# Requirement:
Could you write out the opening lines of the data, word for word, stopping after the line that contains "This PR introduces"?

Stored data entries
PR #1498, opened 2026-07-31
fix: mix setup with nat traversal

2-towns:
This PR introduces a placeholder for `mixAddr` under `nat:auto`, and a guard in `lookupProviders`: as long as `mixAddr` is the placeholder, Mix is not ready and the lookup fails.

It relies on `setLocalMultiAddr` introduced by `libp2p-mix `so libp2p had to be bumped to `2.2.0`. 

It also restrict `pickMixCompatibleMultiAddr` for IPV4 and allow circuit relay. 

Blocked by https://github.com/logos-storage/logos-storage-nim-dht/pull/116.

### DIFF
--- a/storage/dht_proxy/client.nim
+++ b/storage/dht_proxy/client.nim
@@ -62,6 +62,13 @@ proc requestLookup(
   except CatchableError as exc:
     return failure("Client error: " & exc.msg)
 
+proc isReady(mixProto: MixProtocol): bool =
+  ## Returns true if the MixProtocol is ready to be used for lookups.
+  ## mixUnsetMultiAddr() is set in the setup for nat:auto, and restored whenever
+  ## the announce no longer carries a usable address. The Mix lookup cannot be
+  ## performed until Autonat provides a Reachable address or a Relay address.
+  return $mixProto.localMixPubInfo.multiAddr != $mixUnsetMultiAddr()
+
 proc lookupProviders*(
     mixProto: MixProtocol, proxy: PeerRecord, cid: Cid
 ): Future[?!seq[SignedPeerRecord]] {.async: (raises: [CancelledError]).} =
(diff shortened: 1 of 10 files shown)


cnanakos (approved):
LGTM

storage/dht_proxy/client.nim
```diff
@@ -62,6 +62,14 @@ proc requestLookup(
   except CatchableError as exc:
     return failure("Client error: " & exc.msg)
 
+proc isReady(mixProto: MixProtocol): bool =
+  ## Returns true if the MixProtocol is ready to be used for lookups.
+  ## mixUnsetMultiAddr() is set as a placeholder in the setup and updated whenever
+  ## the announce no longer carries a usable address.
+  ## The Mix lookup cannot be performed until Autonat provides a Reachable
+  ## address or a Relay address.
+  return $mixProto.localMixPubInfo.multiAddr != $mixUnsetMultiAddr()
```
gmega, line 71: OK two questions:

1. why use the string representation of the address, and not comparing them directly;
2. why is `mixUnsetMultiAddr` a proc instead of a constant?

gmega: OK on (2) I see now: globals and chronos don't play nice.

storage/discovery.nim
```diff
@@ -244,6 +264,8 @@ proc announceDirectAddrs*(
       .expect("Should construct signed record").some
     d.protocol.updateRecord(spr).expect("Should update SPR")
 
+  d.updateLocalMultiAddr()
```
gmega, line 267: This reads a bit deceiving, you're updating the Mix protocol address not the peer's local address. Maybe "updateMixProtoAddr"? And why read implicit state and not pass this as an argument?

tests/storage/utils/testmixidentity.nim
```diff
@@ -72,3 +73,64 @@ suite "mixidentity / loadRelayPubInfoTableFromJson":
...
+
+    check picked.isSome
+
+    if picked.isSome:
+      check $picked.get == $tcpAddr
+
+  test "skips an IPv6 address":
+    check pickMixCompatibleMultiAddr(@[ip6Addr]).isNone
+
+  test "picks a circuit-relay address":
```
gmega, line 130: OK good :-)

gmega (approved):
LGTM!

PR #1500, opened 2026-08-04
fix: disable port mapping to avoid crash

2-towns:


tests/integration/nat/pcp/testpcp.nim
```diff
@@ -13,6 +13,9 @@ proc announcesDirectAddr(info: JsonNode): bool =
   ## A reachable node announces at least one direct (non-circuit) address.
   info{"providerAddresses"}.getElems.anyIt("p2p-circuit" notin it.getStr)
 
+# Port mapping is disabled in storage/nat.nim
+const skipScenario = true
+
```
gmega, line 18: I guess you could've just commented out the whole suite but fine too

gmega (approved):
I think this is an OK tradeoff for now, LGTM.

PR #1507, opened 2026-08-10
chore: add integration/container test for Mix + NAT

gmega:
This PR adds a test for the Mix + NAT case. It also:

* refactors the node entrypoint script as a flexible configuration builder;
* tightened/justified the iptables rules in the router node.


tests/integration/nat/node-entrypoint.sh
```diff
@@ -1,30 +1,184 @@
...
+    return 1
+  fi
+
+  add_bootstrap_options "$bootstrap_api_url"
+
+  _config_opts+=(
+    --nat-num-peers-to-ask=1
+    --nat-max-queue-size=1
+    --nat-min-confidence=1.0
+    --nat-schedule-interval=30s
```
2-towns: There params can also accelerate the Autonat detection for public nodes when using `_opt_uses_identify`.

tests/integration/nat/router-common.sh
```diff
@@ -9,17 +9,80 @@ set -euo pipefail
...
+  -m conntrack --ctstate NEW,ESTABLISHED,RELATED \
+  -j ACCEPT
+
+# 3. For WAN-to-LAN traffic, we only allow packets that are part of an
+#    established connection - this is what allows us to receive traffic from
+#    the internet.
+iptables -A FORWARD\
+  -d "$LAN_SUBNET"\
+  -i "$wanif"\
+  -m conntrack --ctstate ESTABLISHED,RELATED \
```
2-towns, line 41: Should we add `DNAT` for UPnP and PCP ?

tests/integration/nat/nat-and-mix/testnatandmix.nim
```diff
@@ -0,0 +1,62 @@
...
+        info.announcesCircuitAddr(),
+    )
+    check eventuallyInfo(
+      leecherClient,
+      info{"nat"}{"reachability"}.getStr == "NotReachable" and
+        info.announcesCircuitAddr(),
+    )
+
+    # Both nodes route their DHT provider queries through Mix.
+    check eventuallyInfo(seederClient, info{"privateQueries"}.getBool)
```
2-towns, line 56: Okay here you check that `privateQueries` is enabled from the settings. I would add a check that the log contains `Selected mix node` to ensure that the Mix protocol is actually applied.

2-towns (approved):
LGTM. 

We could add an extra check by looking into the logs. 

And I think we will need `DNAT` rule for iptables rules with PCP and UPnP but both tests are currently skipped.

tests/integration/nat/nat-and-mix/testnatandmix.nim
gmega: Yes, that's actually a great idea. I wanted to do this, but didn't know there was support for it. I wouldn't have bothered adding the `privateQueries` flag to the debug endpoint if I knew, though I guess that ends up being useful anyhow.

tests/integration/nat/node-entrypoint.sh
gmega: Honestly I think we could use a lower check interval for all cases - nodes take forever to switch state. I wanted to ask you about this before changing it but forgot.

tests/integration/nat/router-common.sh
gmega: Yeah I haven't though too much about it as I thought minupnpd would handle the iptables rules itself. I'll test it once we re-enable things.

PR #1512, opened 2026-08-12
fix: replace peerInfo.addrs with the extip when using nat:extip

2-towns:
## Problem

Relay servers use `switch.peerInfo.addrs` (see [here](https://github.com/vacp2p/nim-libp2p/blob/0253e455f4da4230ac3101105bcc51b21c037121/libp2p/protocols/connectivity/relay/relay.nim#L87)) to create a reservation.
This is problematic when `listen-ip` is `0.0.0.0` and the public IP is not on any network interface.
Result: the relay server creates a reservation with private addresses, which will not be announced because of our public address filter.

## Solution

This PR fixes the issue by setting `peerInfo.announcedAddrs` when `extip` is used. [libp2p uses these addresses when the peerInfo is updated](https://github.com/vacp2p/nim-libp2p/blob/0253e455f4da4230ac3101105bcc51b21c037121/libp2p/peerinfo.nim#L90-L91).
Result: `switch.peerInfo.addrs` contains the public IP only, and the reservation is announced.

## Note

We could use `withAnnouncedAddresses` when creating the switch but that would require to set the `listen-port` with `nat:extip`.

### DIFF
--- a/storage/storage.nim
+++ b/storage/storage.nim
@@ -91,6 +91,29 @@ proc start*(s: StorageServer) {.async.} =
 
   await s.storageNode.switch.start()
 
+  var realPort = Port(0)
+
+  for listenAddr in s.storageNode.switch.peerInfo.listenAddrs:
+    let maybePort = getTcpPort(listenAddr)
+    if maybePort.isSome:
+      realPort = maybePort.get
+      break
+
+  if realPort == Port(0):
+    raise newException(StorageError, "Failed to determine the real TCP port")
+
+  if s.config.nat.hasExtIp:
+    # extip means that we assume the IP is reachable.
+    let extIpAddr = getMultiAddrWithIpAndTcpPort(s.config.nat.extIp, realPort)
+
+    # Feed switch.peerInfo.addrs with extIp value only.
+    # For example, we want to make sure that relay servers will
+    # contain only the extIp, no private addresses.
+    let peerInfo = s.storageNode.switch.peerInfo
+    peerInfo.announcedAddrs = @[extIpAddr]
+    # We force the update to take in consideration the announcedAddrs
+    await peerInfo.update()
+
   # Activate SO_REUSEPORT for hole punching in tcptransport.nim.
   # Without that, hole punching would use an ephemeral port assigned by the OS.
   # NotReachable has nothing to do with AutoNAT Reachability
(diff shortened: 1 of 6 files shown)


gmega:
On your questions:

> In the PR, peerInfo.update is done after the Mix setup. Is it an issue?

It shouldn't. Right after the update, you're calling `announceDirectAddrs` which calls `updateLocalMultiAddr`, this should be enough to set the correct address for Mix (which would only affect a relay anyway if they wanted to mint a SURB).

> What is the purpose of [IdentifyPusher set to false](https://github.com/logos-storage/logos-storage-nim/blob/14a1a2df29f69d6e6e7c3ae4dc497ab84412d754/storage/storage.nim#L339)?

Identify apparently [has a push counterpart](https://github.com/libp2p/specs/tree/master/identify#identifypush) which will actively broadcast changes to `PeerInfo` to connected peers which advertise support for it. The `withIdentifyPusher` was introduced to switchbuilder [in a recent PR](https://github.com/vacp2p/nim-libp2p/pull/2440/changes) as part of a refactor (previously you had to set a flag) but it defaulted to false, so `withIdentifyPusher(false)` is behavior-preserving (i.e. makes no difference for us).

2-towns:
> On your questions:
> 
> > In the PR, peerInfo.update is done after the Mix setup. Is it an issue?
> 
> It shouldn't. Right after the update, you're calling `announceDirectAddrs` which calls `updateLocalMultiAddr`, this should be enough to set the correct address for Mix (which would only affect a relay anyway if they wanted to mint a SURB).
> 
> > What is the purpose of [IdentifyPusher set to false](https://github.com/logos-storage/logos-storage-nim/blob/14a1a2df29f69d6e6e7c3ae4dc497ab84412d754/storage/storage.nim#L339)?
> 
> Identify apparently [has a push counterpart](https://github.com/libp2p/specs/tree/master/identify#identifypush) which will actively broadcast changes to `PeerInfo` to connected peers which advertise support for it. The `withIdentifyPusher` was introduced to switchbuilder [in a recent PR](https://github.com/vacp2p/nim-libp2p/pull/2440/changes) as part of a refactor (previously you had to set a flag) but it defaulted to false, so `withIdentifyPusher(false)` is behavior-preserving (i.e. makes no difference for us).

Okay thanks for all these information. 

I moved the block that updates the `peerInfo` on top, just by precaution, I think it is better to do it right after the switch is started,

gmega (approved):
LGTM

PR #1515, opened 2026-08-13
chore: add libplum to static dependencies

2-towns:


gmega (approved):
Yes, probably a good idea...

# Task solution:
PR #1498, opened 2026-07-31
fix: mix setup with nat traversal

2-towns:
This PR introduces a placeholder for `mixAddr` under `nat:auto`, and a guard in `lookupProviders`: as long as `mixAddr` is the placeholder, Mix is not ready and the lookup fails.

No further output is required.